I have a secret to tell you, Paige. I hate my hair, too. It is a beast. It's curly, thick, and I break a sweat just thinking about blow-drying it. I stand behind the chair at the salon every day, helping women learn to love what they have. All of us struggle with our looks. I don't care if you are a size 2, with a perfect smile and breasts that point heavenward, you are going to find something to hate about yourself. It's part of being female. Blame Hollywood, blame magazines, blame Calvin Klein and those damned Brooke Shields ads. (I'm showing my age.)

The truth is, we just have to learn to accept that there's always going to be someone prettier than us, someone skinnier than us, someone curvier or taller than us. It's ok. If we all looked like a row of paper-dolls, it would be a plain oatmeal world. I'll take mine with butter and brown-sugar, please!


*"I hate my life!"

Yep. I have days where I have Coldplay on repeat, and want to bury my head in a trough of self-pity till Armageddon comes. It's ok. Some of your best artistic inspiration will come during times like this. You have that temperament. Blame your Irish and Native-American heritage. You come from volatile stock, babe. Embrace that and use it to your advantage. Do you think it was easy for Jim Morrison and Charlotte Bronte? Heck no! And let's not even go into Picasso. The people that love you will weather these times. They will put up with your mercurial cycling, and see your soul. Your soul is beautiful. Even the dark places.

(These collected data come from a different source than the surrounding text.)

PR #250, opened 2020-05-14
Minor changes to simplify CI

KengoTODA:
1. Stop depending on auto-merge, because dependabot also provides a similar function
2. Remove Ghooks which isn't working as expected (after ghooks runs, husky will not run because `.git` directory already has hook script files) 
3. Bump up the version of Gradle for testing


KengoTODA:
@spotbugs/everyone please review this change to merge. Thanks in advance!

You're a fighter - it's the thing I love most about you. I'm not ever going to lie to you, something I promised you when you were a tiny baby. I will always tell you the truth, even when it hurts me. Even if it stings your ego and makes you angry at me. But I CAN tell you one thing for sure, life is worth those lattes on the park-bench. Hold those moments close, and let the others roll off and away. Live a life without regret, and never stop learning. And bubble baths are good for you, even when you're 36.